The method of claim 9
When determining the learning status of the Q network,
The first action value and the second action value are the same,
The apparatus for securing the quality of the initial control operation, characterized in that the initial learning step is terminated when the number of identically determined times is equal to the threshold.

The method of claim 9
The algorithm performs control of the environmental system,
Apparatus for securing the quality of the initial control operation characterized in that it corresponds to an algorithm capable of providing a quality higher than the reference quality for the initial control operation of the environmental system during the initial learning step.

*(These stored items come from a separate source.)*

PR #378, opened 2016-03-09
add cancel/save to top of form

mconnell:
There has been feedback from advisers that the save and cancel buttons are easy to miss because they are too far down the page. So advisers tend to navigate away from the page without saving if they don't happen to scroll all the way to the bottom.

This PR simply duplicates the save button to the top of the form to make it a little harder to miss.


munckymagik:
:+1:

rnalexander:
:+1:

PR #379, opened 2016-03-09
Exclude advisers added outside of the ref checking process from invalid adviser report

mconnell:
There is functionality to add advisers to the application without having to verify a reference number for the person. These records should not appear in the invalid advisers report.

__Before: 9 records, 3 are 'NOREF'__
screen shot 2016-03-09 at 15 57 27

__After: 6 records__
screen shot 2016-03-09 at 15 57 42


munckymagik:
:+1:

rnalexander:
:+1:

PR #380, opened 2016-03-09
Replace Rackspace CDN urls with Azure CDN urls

mconnell:
Updates the CDN urls we're using from Rackspace to Azure


Tr4pSt3R:
Yup! all the replacement links are valid.
:+1:

munckymagik:
:+1:

PR #383, opened 2016-03-14
[DEV APPROVED]Bug Fix: Controller couldn't find Admin::Reports::FirmsAdvisers

JiggyPete:
The class `Reports::FirmsAdvisers` is defined in `/lib/reports`.  Previously it was used in `Admin::FirmsController` without incident.

Recently the module `Admin::Reports` was introduced, causing `Reports::FirmsAdvisers` to be resolved to `Admin::Reports::FirmsAdvisers` within `Admin::FirmsController`.

This fixes the issue by explicitly specifying the `Reports` module in the root namespace, ie with `::Reports::FirmsAdvisers`.

### DIFF
--- a/app/controllers/admin/firms_controller.rb
+++ b/app/controllers/admin/firms_controller.rb
@@ -15,7 +15,7 @@ class Admin::FirmsController < Admin::ApplicationController
   end
 
   def adviser_report
-    data = Reports::FirmsAdvisers.data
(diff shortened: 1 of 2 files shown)


paulanthonywilson:
:+1: (had a shot at adding more explanation to the  PR description.)

rnalexander:
:+1:

PR #386, opened 2016-03-23
Backend App: Upgrade to dough 5.12 and integrate latest frontend CSS from the CDN

munckymagik:
Brings this app up to date with the frontend and the latest Dough.

* Swaps to using tags to track versions of Dough so it's easy to see the exact version we are referencing.
* Yeast is still configured to track master in bower.json.erb so all fresh deployments naturally get the latest version anyway.
* Updated the URLs for assets we import from frontend via the CDN by looking at the page source for http://www.moneyadviceservice.org.uk today.
* Made changes necessary to integrate the new [mobile sticky header](https://github.com/moneyadviceservice/frontend/pull/1365).

Broadly tested using BrowserStack on:

* IE8, IE11
* iPhone 6, iPad
* Galaxy S6
* FF latest
* Safari latest
* Chrome latest

screen shot 2016-03-23 at 18 26 19

The related change in the consumer application is here: https://github.com/moneyadviceservice/rad_consumer/pull/292

### DIFF
--- a/Gemfile
+++ b/Gemfile
@@ -17,10 +17,12 @@ gem 'bowndler', github: 'moneyadviceservice/bowndler'
 gem 'devise'
 gem 'devise_invitable'
 gem 'devise_security_extension'
+# Dough assets are loaded from a CDN instead of from the Gem. Do make sure that
+# the CDN version is the same as the Gem version.
 gem 'dough-ruby',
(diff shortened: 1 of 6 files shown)


slaywell:
:+1:

JiggyPete:
:+1:

PR #391, opened 2016-04-26
Use incoming for new files

misaka:
Inspired by a problem where there were 2 sets of updates in archives causing much pain and anguish. And an error.


jiannis:
👍

munckymagik:
👍

PR #393, opened 2019-02-20
Prepare major version switch for docs

dampee:
What needs to be updated when v8 will be launched to switch the docs to a new major


dampee:
If this PR and #392 are merged, you can close #390

jmayntzhusen:
These changes have been included in #392, will close this now 🙂

PR #400, opened 2019-02-27
CSS updates fixing issues on mobile and member profile

Matthew-Wise:
Fixed issue with mobile navigation been white on white until the sticky bar appears. 

Fixed navigation levels header tags to be white on the mobile blue backgrounds.

Changed the green solved to the blue on the member profile.


nul800sebastiaan:
Very lovely, thanks very much! And thanks for the reminder on umbraCoffee! 👍

PR #406, opened 2019-03-14
Add Moriyama blog

darrenferguson:
Add Moriyama blog to community blogs

### DIFF
--- a/OurUmbraco.Site/config/CommunityBlogs.json
+++ b/OurUmbraco.Site/config/CommunityBlogs.json
@@ -252,7 +252,7 @@
       "logo": "https://pstokes.co.uk/media/1017/img_2254-3.jpg",
       "memberId": 146507
     },
-     {
+    {
       "id": "97488df9-0f87-4748-b8cc-b68ca48b2030",
       "checkTitles": false,
       "title": "Owain Codes",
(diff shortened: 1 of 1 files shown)


nul800sebastiaan:
@darrenferguson Thanks! Unfortunately, we currently can't parse "Tue, 12 Mar 2019 12:17:36 EST" - instead of `EST` we're expecting a UTC offset (in your case `+00:00`). Any chance you can update your RSS feed to use that instead?

abjerner:
@nul800sebastiaan I may have a fix for that. IIRC the `EST` is technically valid, but .NET fails to parse it.

abjerner:
Our Umbraco already has a dependency on my `Skybrud.Essentials`, so using this method for parsing the date should work:

https://github.com/skybrud/Skybrud.Essentials/blob/v1.1.5/src/Skybrud.Essentials/Time/TimeUtils.Rfc822.cs#L54

I will look into creating a PR for the current RSS parsing logic 😉

darrenferguson:
@nul800sebastiaan fixed!

nul800sebastiaan:
@abjerner Ha! Ironically, we do use your lib.. but then we parse it as a datetime offset.. ;)

image

nul800sebastiaan:
@darrenferguson cool, works now! 👍

abjerner:
@nul800sebastiaan sure that is the code that fail? `Rfc822ToDateTimeOffset` works fine with `Tue, 12 Mar 2019 12:17:36 EST` when I call it directly.

On the other hand, the `ParseRfc822DateTime` method in the class below doesn't use my helper method:

https://github.com/umbraco/OurUmbraco/blob/master/OurUmbraco/Community/BlogPosts/BlogRssUtils.cs

nul800sebastiaan:
@abjerner `DateTimeOffset.TryParse` is what fails there since the `publishDate` still contains `EST`.

abjerner:
@nul800sebastiaan a missing return state could have something to do with it 😮 

PR is here: https://github.com/umbraco/OurUmbraco/pull/407

PR #407, opened 2019-03-14
Fixed RSS date parsing

abjerner:
As reported in #406, the date parsing in RSS feeds didn't quite work as expected.

My `TimeUtils.Rfc822ToDateTimeOffset` method used for the parsing actually does what it should, but the returned value was never used as it was immediately overwritten by `DateTimeOffset.TryParse`.


nul800sebastiaan:
Duh! Nice one @abjerner - Thanks very much! 👍

PR #408, opened 2019-03-15
Make removing the v8 warning note possible

jmayntzhusen:
# Why?

It is currently not possible for the Docs Curators to remove the note at the top warning people that the article hasn't been tested for v8. We had a discussion at our last meeting and would like to set a YAML tag on all the sections where it makes sense, then those can show the note - it would work as a sort of reminder of what is still in need of an update / check.

# How?

Have added functionality where a YAML tag can be set and then it will only show the note if that is not set. To enable the note we would simply set `needsV8Update: "true"`. We will shortly be rolling out a Docs PR that will add this tag to all articles that currently has the note 🙂 Which is why this is currently a draft PR.

### DIFF
--- a/OurUmbraco.Site/Views/Partials/Documentation/DisplayMarkdown.cshtml
+++ b/OurUmbraco.Site/Views/Partials/Documentation/DisplayMarkdown.cshtml
@@ -157,10 +157,7 @@
 
 @if (currentUmbracoVersion == 8
      && currentVersionIsRemovedForv8 == false 
-     && currentVersion != null
-     && currentVersion.Url.EndsWith("-v7") == false
-     && currentVersion.VersionFrom.Major == 7 
-     && currentVersion.VersionTo.Major == 0)
+     && currentVersion.NeedsV8Update == "true")
 {
     <div class="note">
         <p><strong>This article has not yet been verified against Umbraco 8.</strong></p>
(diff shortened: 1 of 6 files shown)


nul800sebastiaan:
What would it do?

Either you've verified that a piece of documentation works for v8 or you have not verified it:
- If verified: change the version range (either to include v8 or to stop at v7)
- If not verified: the warning shows

What am I missing?

jmayntzhusen:
The issue is that when you verify it works for v8, you add versionTo: 8.0.0, then 8.1.0 comes out and you need to go through a bunch of files and update it to 8.1.0, etc. 

With this change we can leave it open ended so versionFrom: 7.0.0 fx would mean from that to current. It would also give us an easier overview over what needs attention as we can clone the docs down and search for files with the YAML tag at the top. 

Once we are down to 0 of them we can remove the YAML tag from the index, etc again 🙂

nul800sebastiaan:
@jmayntzhusen Then set it to 8.99.99

But fine, we'll put a hack upon the hack but remember you'll need to  manually undo all of this weird tagging at some point again.

jmayntzhusen:
Issue with setting it to 8.99.99 is also when we then add a versioned article later on this number will show up on the pick version box 😬

Yes we will remove them all once we have none 🙂

jmayntzhusen:
This is now ready to be merged as https://github.com/umbraco/UmbracoDocs/pull/1623 is already set up for it 🙂

Issue #404, opened 2019-03-14
Mismatch between label and input


kjsguld:
Page in question: [https://our.umbraco.com/member/forgot-password/](https://our.umbraco.com/member/forgot-password/)

The label for the field asks for "Username", but validation asks for "Email address"

![image](https://user-images.githubusercontent.com/19648887/54339188-5fbd5c80-4634-11e9-8d0c-988208445f7c.png)

Reproduction steps: 
enter "username" in field

Fix: 
Change label to say "Email address"

nul800sebastiaan:
Relates to https://github.com/umbraco/OurUmbraco/issues/398

nul800sebastiaan:
Fixed in https://github.com/umbraco/OurUmbraco/pull/412

PR #411, opened 2019-03-21
Changed "UserName" to read "Email address". Also fixed a typo "cless" to "class"

poornimanayar:
This PR fixes issue #404
There was also a typo "cless" by the input label on forgot password and reset password forms which I have fixed. Also in addition to the forgot password page I have renamed "Username" to "Email address" as the field label on login page to ensure consistency


nul800sebastiaan:
Fixed in https://github.com/umbraco/OurUmbraco/pull/412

Reinforcement learning agent based on reinforcement learning agent in the system to secure the quality of the initial control operation of the environmental system
The environment system performing a control operation based on an action selected from the reinforcement learning agent device, and generating a reward value for the control operation result; And
The reinforcement learning agent device;
Including,
The reinforcement learning agent device
Receiving state information from the environmental system,
Calculate a first action using an algorithm based on the state information, calculate a second action based on the Q function,
Q Determines the learning status of the network, selects the first action or the second action,
Deliver the selected action to the environmental system,
Receive the compensation value, and update the Q network based on the compensation value,
In the initial learning stage, the first action is selected,
Whether or not to continue the initial learning step is determined based on the determined learning result of the Q network,
A system for securing the quality of the initial control operation, characterized in that the second action is selected when the initial learning step is finished.